Stored items:
______

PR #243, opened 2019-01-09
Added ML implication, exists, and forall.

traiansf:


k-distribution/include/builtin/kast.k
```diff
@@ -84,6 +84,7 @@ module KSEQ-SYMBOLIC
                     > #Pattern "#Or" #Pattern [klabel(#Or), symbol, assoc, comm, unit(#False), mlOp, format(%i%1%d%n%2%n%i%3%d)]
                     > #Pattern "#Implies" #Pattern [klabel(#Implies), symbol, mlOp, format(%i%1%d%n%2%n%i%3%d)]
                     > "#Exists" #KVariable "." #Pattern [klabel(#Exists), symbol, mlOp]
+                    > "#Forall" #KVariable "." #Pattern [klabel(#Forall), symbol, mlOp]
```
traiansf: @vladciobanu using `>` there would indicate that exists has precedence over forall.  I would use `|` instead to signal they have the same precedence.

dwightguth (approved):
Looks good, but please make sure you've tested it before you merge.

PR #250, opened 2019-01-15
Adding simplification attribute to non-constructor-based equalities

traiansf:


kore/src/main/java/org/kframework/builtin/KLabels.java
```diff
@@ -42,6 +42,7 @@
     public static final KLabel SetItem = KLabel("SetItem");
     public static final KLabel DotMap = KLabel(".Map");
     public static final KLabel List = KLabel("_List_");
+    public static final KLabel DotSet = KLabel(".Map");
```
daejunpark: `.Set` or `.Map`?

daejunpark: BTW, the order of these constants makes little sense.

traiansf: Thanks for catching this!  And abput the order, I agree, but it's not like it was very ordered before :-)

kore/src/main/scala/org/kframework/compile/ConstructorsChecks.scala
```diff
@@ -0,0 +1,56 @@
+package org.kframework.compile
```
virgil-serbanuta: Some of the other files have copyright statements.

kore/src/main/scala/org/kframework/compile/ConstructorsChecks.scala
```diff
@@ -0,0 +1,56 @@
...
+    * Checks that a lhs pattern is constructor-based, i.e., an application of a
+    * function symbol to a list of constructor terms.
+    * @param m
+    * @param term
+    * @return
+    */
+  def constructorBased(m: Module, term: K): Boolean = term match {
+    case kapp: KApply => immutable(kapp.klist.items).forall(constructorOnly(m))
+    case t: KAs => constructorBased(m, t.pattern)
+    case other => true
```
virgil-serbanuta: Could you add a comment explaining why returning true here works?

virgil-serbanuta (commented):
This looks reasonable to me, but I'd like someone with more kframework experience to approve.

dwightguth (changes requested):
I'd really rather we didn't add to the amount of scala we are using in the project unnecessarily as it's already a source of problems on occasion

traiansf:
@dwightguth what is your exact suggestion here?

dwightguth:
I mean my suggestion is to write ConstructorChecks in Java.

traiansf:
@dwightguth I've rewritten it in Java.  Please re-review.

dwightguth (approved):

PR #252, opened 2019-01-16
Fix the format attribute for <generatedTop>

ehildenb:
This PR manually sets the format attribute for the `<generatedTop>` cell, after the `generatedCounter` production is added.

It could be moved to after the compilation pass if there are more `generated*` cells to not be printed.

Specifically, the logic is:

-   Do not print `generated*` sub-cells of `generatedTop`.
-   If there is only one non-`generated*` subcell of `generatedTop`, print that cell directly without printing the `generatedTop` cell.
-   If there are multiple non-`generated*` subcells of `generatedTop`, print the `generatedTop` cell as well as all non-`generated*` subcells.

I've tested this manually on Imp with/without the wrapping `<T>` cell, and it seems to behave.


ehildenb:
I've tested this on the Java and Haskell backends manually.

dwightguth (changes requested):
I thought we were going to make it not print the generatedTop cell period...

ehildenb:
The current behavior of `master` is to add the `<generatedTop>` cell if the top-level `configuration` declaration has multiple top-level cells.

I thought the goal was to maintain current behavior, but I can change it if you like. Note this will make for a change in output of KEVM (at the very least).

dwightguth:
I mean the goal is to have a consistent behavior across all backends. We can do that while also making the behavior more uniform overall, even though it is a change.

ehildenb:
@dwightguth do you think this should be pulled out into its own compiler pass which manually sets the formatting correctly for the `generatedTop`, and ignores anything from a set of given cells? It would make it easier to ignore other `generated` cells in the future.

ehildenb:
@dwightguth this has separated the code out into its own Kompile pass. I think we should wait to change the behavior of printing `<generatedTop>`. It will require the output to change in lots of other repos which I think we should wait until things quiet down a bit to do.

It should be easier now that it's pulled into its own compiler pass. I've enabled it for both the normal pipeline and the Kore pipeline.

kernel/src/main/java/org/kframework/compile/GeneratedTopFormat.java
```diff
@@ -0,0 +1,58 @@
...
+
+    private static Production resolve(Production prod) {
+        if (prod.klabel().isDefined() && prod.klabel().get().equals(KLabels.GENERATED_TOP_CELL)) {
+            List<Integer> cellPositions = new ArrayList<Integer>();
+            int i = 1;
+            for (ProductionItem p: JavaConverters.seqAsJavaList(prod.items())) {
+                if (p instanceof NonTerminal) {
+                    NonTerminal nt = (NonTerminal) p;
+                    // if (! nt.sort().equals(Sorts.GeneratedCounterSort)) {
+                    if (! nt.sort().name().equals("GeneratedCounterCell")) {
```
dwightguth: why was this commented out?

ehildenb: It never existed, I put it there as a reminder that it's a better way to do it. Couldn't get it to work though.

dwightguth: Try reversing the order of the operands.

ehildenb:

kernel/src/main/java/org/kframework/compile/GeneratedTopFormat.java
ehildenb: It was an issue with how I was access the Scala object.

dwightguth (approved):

______

Problem –
Set down the entries above again, word for word.

Result of this exercise –
PR #243, opened 2019-01-09
Added ML implication, exists, and forall.

traiansf:


k-distribution/include/builtin/kast.k
```diff
@@ -84,6 +84,7 @@ module KSEQ-SYMBOLIC
                     > #Pattern "#Or" #Pattern [klabel(#Or), symbol, assoc, comm, unit(#False), mlOp, format(%i%1%d%n%2%n%i%3%d)]
                     > #Pattern "#Implies" #Pattern [klabel(#Implies), symbol, mlOp, format(%i%1%d%n%2%n%i%3%d)]
                     > "#Exists" #KVariable "." #Pattern [klabel(#Exists), symbol, mlOp]
+                    > "#Forall" #KVariable "." #Pattern [klabel(#Forall), symbol, mlOp]
```
traiansf: @vladciobanu using `>` there would indicate that exists has precedence over forall.  I would use `|` instead to signal they have the same precedence.

dwightguth (approved):
Looks good, but please make sure you've tested it before you merge.

PR #250, opened 2019-01-15
Adding simplification attribute to non-constructor-based equalities

traiansf:


kore/src/main/java/org/kframework/builtin/KLabels.java
```diff
@@ -42,6 +42,7 @@
     public static final KLabel SetItem = KLabel("SetItem");
     public static final KLabel DotMap = KLabel(".Map");
     public static final KLabel List = KLabel("_List_");
+    public static final KLabel DotSet = KLabel(".Map");
```
daejunpark: `.Set` or `.Map`?

daejunpark: BTW, the order of these constants makes little sense.

traiansf: Thanks for catching this!  And abput the order, I agree, but it's not like it was very ordered before :-)

kore/src/main/scala/org/kframework/compile/ConstructorsChecks.scala
```diff
@@ -0,0 +1,56 @@
+package org.kframework.compile
```
virgil-serbanuta: Some of the other files have copyright statements.

kore/src/main/scala/org/kframework/compile/ConstructorsChecks.scala
```diff
@@ -0,0 +1,56 @@
...
+    * Checks that a lhs pattern is constructor-based, i.e., an application of a
+    * function symbol to a list of constructor terms.
+    * @param m
+    * @param term
+    * @return
+    */
+  def constructorBased(m: Module, term: K): Boolean = term match {
+    case kapp: KApply => immutable(kapp.klist.items).forall(constructorOnly(m))
+    case t: KAs => constructorBased(m, t.pattern)
+    case other => true
```
virgil-serbanuta: Could you add a comment explaining why returning true here works?

virgil-serbanuta (commented):
This looks reasonable to me, but I'd like someone with more kframework experience to approve.

dwightguth (changes requested):
I'd really rather we didn't add to the amount of scala we are using in the project unnecessarily as it's already a source of problems on occasion

traiansf:
@dwightguth what is your exact suggestion here?

dwightguth:
I mean my suggestion is to write ConstructorChecks in Java.

traiansf:
@dwightguth I've rewritten it in Java.  Please re-review.

dwightguth (approved):

PR #252, opened 2019-01-16
Fix the format attribute for <generatedTop>

ehildenb:
This PR manually sets the format attribute for the `<generatedTop>` cell, after the `generatedCounter` production is added.

It could be moved to after the compilation pass if there are more `generated*` cells to not be printed.

Specifically, the logic is:

-   Do not print `generated*` sub-cells of `generatedTop`.
-   If there is only one non-`generated*` subcell of `generatedTop`, print that cell directly without printing the `generatedTop` cell.
-   If there are multiple non-`generated*` subcells of `generatedTop`, print the `generatedTop` cell as well as all non-`generated*` subcells.

I've tested this manually on Imp with/without the wrapping `<T>` cell, and it seems to behave.


ehildenb:
I've tested this on the Java and Haskell backends manually.

dwightguth (changes requested):
I thought we were going to make it not print the generatedTop cell period...

ehildenb:
The current behavior of `master` is to add the `<generatedTop>` cell if the top-level `configuration` declaration has multiple top-level cells.

I thought the goal was to maintain current behavior, but I can change it if you like. Note this will make for a change in output of KEVM (at the very least).

dwightguth:
I mean the goal is to have a consistent behavior across all backends. We can do that while also making the behavior more uniform overall, even though it is a change.

ehildenb:
@dwightguth do you think this should be pulled out into its own compiler pass which manually sets the formatting correctly for the `generatedTop`, and ignores anything from a set of given cells? It would make it easier to ignore other `generated` cells in the future.

ehildenb:
@dwightguth this has separated the code out into its own Kompile pass. I think we should wait to change the behavior of printing `<generatedTop>`. It will require the output to change in lots of other repos which I think we should wait until things quiet down a bit to do.

It should be easier now that it's pulled into its own compiler pass. I've enabled it for both the normal pipeline and the Kore pipeline.

kernel/src/main/java/org/kframework/compile/GeneratedTopFormat.java
```diff
@@ -0,0 +1,58 @@
...
+
+    private static Production resolve(Production prod) {
+        if (prod.klabel().isDefined() && prod.klabel().get().equals(KLabels.GENERATED_TOP_CELL)) {
+            List<Integer> cellPositions = new ArrayList<Integer>();
+            int i = 1;
+            for (ProductionItem p: JavaConverters.seqAsJavaList(prod.items())) {
+                if (p instanceof NonTerminal) {
+                    NonTerminal nt = (NonTerminal) p;
+                    // if (! nt.sort().equals(Sorts.GeneratedCounterSort)) {
+                    if (! nt.sort().name().equals("GeneratedCounterCell")) {
```
dwightguth: why was this commented out?

ehildenb: It never existed, I put it there as a reminder that it's a better way to do it. Couldn't get it to work though.

dwightguth: Try reversing the order of the operands.

ehildenb:

kernel/src/main/java/org/kframework/compile/GeneratedTopFormat.java
ehildenb: It was an issue with how I was access the Scala object.

dwightguth (approved):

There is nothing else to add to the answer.